AIM OF THE TASK:
Transcribe word for word the lines below from the line with "Okay, switched tactics" through the line with "AFAICT, this change", ends included.
START EXCERPTED RECORDS
PR #150, opened 2021-03-13
define caller-overloadable arrownameof(T) to allow callers to specify preferred Julia <-> Arrow type matching behavior

jrevels:
EDIT: changed the approach on this a bit due to https://github.com/JuliaData/Arrow.jl/pull/150#issuecomment-802150610

given:

```jl
julia> struct Baz{T}
           x::Type{T}
       end

julia> Arrow.ArrowTypes.registertype!(Baz, NamedTuple{(:x,),Tuple{String}})

julia> Arrow.ArrowTypes.arrowconvert(::Type{NamedTuple{(:x,),Tuple{String}}}, b::Baz) = (x=string(b.x),)

julia> Baz(s::String) = s === "Int64" ? Baz(Int) : Baz(DataType)
Baz
```

on `main`:

```jl
julia> t = Arrow.Table(Arrow.tobuffer((x=[Baz(Int)],)))
ERROR: ArgumentError: type does not have a definite number of fields
Stacktrace:
 [1] fieldcount at ./reflection.jl:725 [inlined]
 [2] arrowvector(::Arrow.ArrowTypes.StructType, ::Arrow.ToStruct{Type{Int64},1,Array{Baz{Int64},1}}, ::Int64, ::Int64, ::Int64, ::Dict{Int64,Any}, ::Array{Arrow.DictEncoding,1}, ::Nothing; kw::Base.Iterators.Pairs{Symbol,Union{Nothing, Bool},NTuple{5,Symbol},NamedTuple{(:dictencode, :compression, :largelists, :denseunions, :dictencodenested),Tuple{Bool,Nothing,Bool,Bool,Bool}}}) at /Users/jarrettrevels/.julia/dev/Arrow/src/arraytypes/struct.jl:89
```

on this PR:

```jl
julia> Arrow.ArrowTypes.arrownameof(::Type{<:Baz}) = "JuliaLang.Baz"

julia> t = Arrow.Table(Arrow.tobuffer((x=[Baz(Int)],)))
Arrow.Table: (x = Baz[Baz{Int64}(Int64)],)
```

Additionally, this allows the caller to fix issues where the default behavior doesn't match the desired behavior:

```jl
julia> struct Foo{T}
           x::T
       end

julia> Arrow.ArrowTypes.registertype!(Foo, NamedTuple{(:x,),Tuple{String}})

julia> Arrow.ArrowTypes.arrowconvert(::Type{NamedTuple{(:x,),Tuple{String}}}, f::Foo) = (x=string(f.x),)

# The default behavior will miss the above overloads entirely since the type parameters are included in
# the name, but (perhaps unintuitively) will still work, just not in the way the caller intended
julia> t = Arrow.Table(Arrow.tobuffer((x=[Foo(1)],)))
Arrow.Table: (x = Foo{Int64}[Foo{Int64}(1)],)

# This PR allows the caller to add the "missing link" here to the desired matching behavior
julia> Arrow.ArrowTypes.arrownameof(::Type{<:Foo}) = "JuliaLang.Foo"

# and tada, now we get the desired behavior 
julia> t = Arrow.Table(Arrow.tobuffer((x=[Foo(1)],)))
Arrow.Table: (x = Foo[Foo{String}("1")],)
```


jrevels:
oof, the test failure here is basically due to the same issue brought up in https://github.com/JuliaData/Arrow.jl/issues/88#issuecomment-798806038. 

Basically we have a `Arrow.KeyValue{String,Union{Missing, Int32}}` type that hits the code path here: https://github.com/JuliaData/Arrow.jl/blob/3ab2b18829c1656198a85759360389b6bbb22ab3/src/arraytypes/struct.jl#L84

but due to a previous test case, the `Arrow.ArrowTypes.JULIA_TO_ARROW_TYPE_MAPPING` is:

```
julia> Arrow.ArrowTypes.JULIA_TO_ARROW_TYPE_MAPPING
Dict{Symbol,Tuple{String,Type}} with 9 entries:
  :WrappedZonedDateTime => ("JuliaLang.WrappedZonedDateTime", WrappedZonedDateTime)
  :Symbol               => ("JuliaLang.Symbol", String)
  :WrappedDate          => ("JuliaLang.WrappedDate", WrappedDate)
  :UUID                 => ("JuliaLang.UUID", NTuple{16,UInt8})
  :Char                 => ("JuliaLang.Char", UInt32)
  :WrappedDateTime      => ("JuliaLang.WrappedDateTime", WrappedDateTime)
  :CustomStruct         => ("JuliaLang.CustomStruct", CustomStruct)
  :KeyValue             => ("JuliaLang.Arrow.KeyValue{Int32,Float32}", KeyValue{Int32,Float32})
  :WrappedTime          => ("JuliaLang.WrappedTime", WrappedTime)
```

So `KeyValue{String,Union{Missing, Int32}}` here gets erroneously mapped to `KeyValue{Int32,Float32}`

Hmmm I could probably tweak this to elide type params/be more generic for `StructType` types but I wonder if this is a smell that the use case targeted by this PR is at odds with some expectations about how the registration mechanism is used internally? Maybe not though :p I'll play with it

jrevels:
Okay, switched tactics here. Instead of changing the built-in type mapping mechanism, I've made it more overloadable, keeping the existing behavior as the default fallback. See OP for an example.

This avoids the breakage demonstrated in https://github.com/JuliaData/Arrow.jl/pull/150#issuecomment-802150610, while also enabling the features this PR was originally seeking to enable

jrevels:
Okay, added tests and flipped out of draft mode. 

AFAICT, this change is not breaking based on current documented behavior (which is pretty minimal). My hope is that this feature is actually short-lived anyway, and replaced with a bigger refactor a la https://github.com/JuliaData/Arrow.jl/issues/88#issuecomment-800744209. 

I thought about adding documentation to accompany this, but then realized that we might not actually want to formally surface it in the API for other folks to start truly relying on - would just cause more churn later when we refactor the underlying system here.

So I've kept this at the same level as some of the other existing machinery here - an undocumented-but-tested "feature" that we can keep at "use-at-your-own-risk" status for now, so that we can replace it more freely later.

jrevels:
superseded by #156 🎉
END EXCERPTED RECORDS
SOLUTION:
Okay, switched tactics here. Instead of changing the built-in type mapping mechanism, I've made it more overloadable, keeping the existing behavior as the default fallback. See OP for an example.

This avoids the breakage demonstrated in https://github.com/JuliaData/Arrow.jl/pull/150#issuecomment-802150610, while also enabling the features this PR was originally seeking to enable

jrevels:
Okay, added tests and flipped out of draft mode. 

AFAICT, this change is not breaking based on current documented behavior (which is pretty minimal). My hope is that this feature is actually short-lived anyway, and replaced with a bigger refactor a la https://github.com/JuliaData/Arrow.jl/issues/88#issuecomment-800744209. 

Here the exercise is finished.